Tuna-2: Pixel Embeddings Beat Vision Encoders for Multimodal Understanding and Generation
This work challenges the prevailing reliance on pretrained vision encoders in multimodal AI, offering a simpler and potentially more scalable architecture for both understanding and generation tasks.
Tuna-2 introduces a native unified multimodal model that operates directly on pixel embeddings, eliminating the need for pretrained vision encoders. It achieves state-of-the-art performance on multimodal benchmarks and demonstrates that pixel-space modeling can compete with latent-space approaches for image generation, while also improving fine-grained visual perception at scale.

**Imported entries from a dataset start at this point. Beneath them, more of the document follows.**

PR #2316, opened 2021-01-12
Fixing issues related with package visibility changes for Android 11.

eldhosembabu:
Fixing issues related with package visibility changes for Android 11.

While targeting android 11, querying for activities or services which can handle intent returns 0 results. To support this querying in Android 11 and above we need to have the 'queries' tag mentioned in the manifest. Please see: https://developer.android.com/about/versions/11/privacy/package-visibility for details.


prakhar1989 (approved):
Awesome!

PR #2319, opened 2021-01-13
Remove support for legacy reports endpoint

mrwillis21:
The legacy reporting endpoint has been retired, this removes support for it from the SDK.


mrichards (approved):
@mrwillis21 & I have manually tested all P0 & P1 test cases across a variety of API levels and found no regressions, so my review pass was largely for style / clarity. LGTM, nice work Matt!

PR #2327, opened 2021-01-14
Make RTDB query get hit in-memory listener view cache first

IanWyszynski:
Motivated by https://b.corp.google.com/issues/177263312. When a query has an active listener, it's in-memory cached value is almost certainly the latest server-value, so we don't need to perform a network round-trip to get it.


firebase-database/src/androidTest/java/com/google/firebase/database/QueryTest.java
```diff
@@ -4474,77 +4479,99 @@ public void getQueryBasic() throws DatabaseException, InterruptedException, Exec
...
-    ref.addValueEventListener(listener);
-    ref.setValue(42L);
-    IntegrationTestHelpers.waitFor(semaphore);
-    db.goOffline();
-    try {
-      // Since we still have a listener on `ref`, the 42L should be cached here.
-      assertEquals(42L, Tasks.await(ref.get()).getValue());
+            @Override
+            public void onCancelled(@NonNull DatabaseError error) {
+              fail(error.getMessage());
```
schmidt-sebastian, line 4515: Note that this won't actually fail the test since it is running in a different thread. It will however print the error to the console, and the test should fail because the semaphore times out.

firebase-database/src/androidTest/java/com/google/firebase/database/QueryTest.java
```diff
@@ -4474,77 +4479,99 @@ public void getQueryBasic() throws DatabaseException, InterruptedException, Exec
...
+            }
+          });
+      IntegrationTestHelpers.waitFor(semaphore);
+
+      readerDb.goOffline();
+
+      assertEquals(Tasks.await(reader.get()).getValue(), 42L);
     } finally {
-      ref.removeEventListener(listener);
+      readerDb.goOnline();
```
schmidt-sebastian, line 4524: Should we remove the listener?

firebase-database/src/androidTest/java/com/google/firebase/database/QueryTest.java
```diff
@@ -4474,77 +4479,99 @@ public void getQueryBasic() throws DatabaseException, InterruptedException, Exec
...
+    reader.addValueEventListener(listener);
+    IntegrationTestHelpers.waitFor(semaphore);
 
-    assertEquals(43L, Tasks.await(reader.get()).getValue());
+    readerDb.goOffline();
+    try {
+      reader.removeEventListener(listener);
+      assertEquals(Tasks.await(reader.get()).getValue(), 42L);
+    } finally {
+      readerDb.goOffline();
```
schmidt-sebastian, line 4569: goOnline?

firebase-database/src/main/java/com/google/firebase/database/core/Repo.java
```diff
@@ -496,6 +494,14 @@ public void onRequestResult(String optErrorCode, String optErrorMessage) {
         new Runnable() {
           @Override
           public void run() {
+            Node cached =
```
schmidt-sebastian, line 497: Maybe add explicit comment that this excludes persistence.

firebase-database/src/main/java/com/google/firebase/database/core/Repo.java
```diff
@@ -529,19 +530,18 @@ public void onComplete(@NonNull Task<Object> task) {
...
+                              @Override
+                              public void run() {
+                                serverSyncTree.setQueryInactive(query.getSpec());
+                              }
+                            });
                       }
                     });
           }
         });
-    return source
```
schmidt-sebastian, line 536: I think you could keep this as is and just pass the executor that `scheduleNow` uses as the first argument to `addOnCompleteListener`. That would be a bit easier to follow in my opinion.

firebase-database/src/main/java/com/google/firebase/database/core/SyncTree.java
```diff
@@ -857,6 +865,21 @@ private Tag tagForQuery(QuerySpec query) {
     return this.queryToTagMap.get(query);
   }
 
+  /** Similar to calcCompleteEventCache, but doesn't skip the root view cache. */
+  public Node calcCompleteEventCacheFromRoot(Path path, List<Long> writeIdsToExclude) {
+    ImmutableTree<SyncPoint> tree = this.syncPointTree;
```
schmidt-sebastian, line 870: You can drop "this." here and below (and IMHO you can just inline "tree").

firebase-database/src/androidTest/java/com/google/firebase/database/QueryTest.java
```diff
@@ -4554,16 +4581,22 @@ public void getUpdatesPersistenceCacheWhenEnabled()
...
 
     readerDb.goOffline();
-
-    Semaphore semaphore = new Semaphore(0);
-    assertNotNull(ReadFuture.untilEquals(reader, 42L).timedGet());
+    try {
+      assertNotNull(ReadFuture.untilEquals(reader, 42L).timedGet());
+    } finally {
+      readerDb.goOnline();
+    }
```
schmidt-sebastian, line 4599: Can you add a test that verifies that we don't go back to the `SingleValueEvent` behavior. That is:

- Client 1: Read value:old from cache
- Client 1: Disconnect all listeners
- Client 2: Write value:new
- Client 1:  Get should now return value:new

firebase-database/src/main/java/com/google/firebase/database/core/Repo.java
IanWyszynski: I don't think the executor service in the DefaultRunLoop is available here:

https://github.com/firebase/firebase-android-sdk/blob/master/firebase-database/src/main/java/com/google/firebase/database/core/utilities/DefaultRunLoop.java#L99

Since it's hidden behind the RunLoop interface:

https://github.com/firebase/firebase-android-sdk/blob/master/firebase-database/src/main/java/com/google/firebase/database/core/RunLoop.java#L24

This feels like more trouble than it's worth for marginal readability gains. Let me know if I missed something.

schmidt-sebastian (commented):
Thanks for adding the test. As discussed offline, please move all state access to the run loop.

schmidt-sebastian (approved):

PR #2328, opened 2021-01-15
Key comparison for RTDB queries should correctly handle boundary sentinels

IanWyszynski:
In order for `startAfter` and `endBefore` to have the correct ordering semantics, we need to return the objects `MAX_KEY` and `MIN_KEY`. Otherwise, the comparison function won't work properly in all cases:

https://github.com/firebase/firebase-android-sdk/blob/master/firebase-database/src/main/java/com/google/firebase/database/snapshot/ChildKey.java#L74-L76


schmidt-sebastian (commented):
Hm. Should we update the comparison function instead? This bug can show up in a number of places.

schmidt-sebastian (approved):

Unified multimodal models typically rely on pretrained vision encoders and use separate visual representations for understanding and generation, creating misalignment between the two tasks and preventing fully end-to-end optimization from raw pixels. We introduce Tuna-2, a native unified multimodal model that performs visual understanding and generation directly based on pixel embeddings. Tuna-2 drastically simplifies the model architecture by employing simple patch embedding layers to encode visual input, completely discarding the modular vision encoder designs such as the VAE or the representation encoder. Experiments show that Tuna-2 achieves state-of-the-art performance in multimodal benchmarks, demonstrating that unified pixel-space modelling can fully compete with latent-space approaches for high-quality image generation. Moreover, while the encoder-based variant converges faster in early pretraining, Tuna-2's encoder-free design achieves stronger multimodal understanding at scale, particularly on tasks requiring fine-grained visual perception. These results show that pretrained vision encoders are not necessary for multimodal modelling, and end-to-end pixel-space learning offers a scalable path toward stronger visual representations for both generation and perception.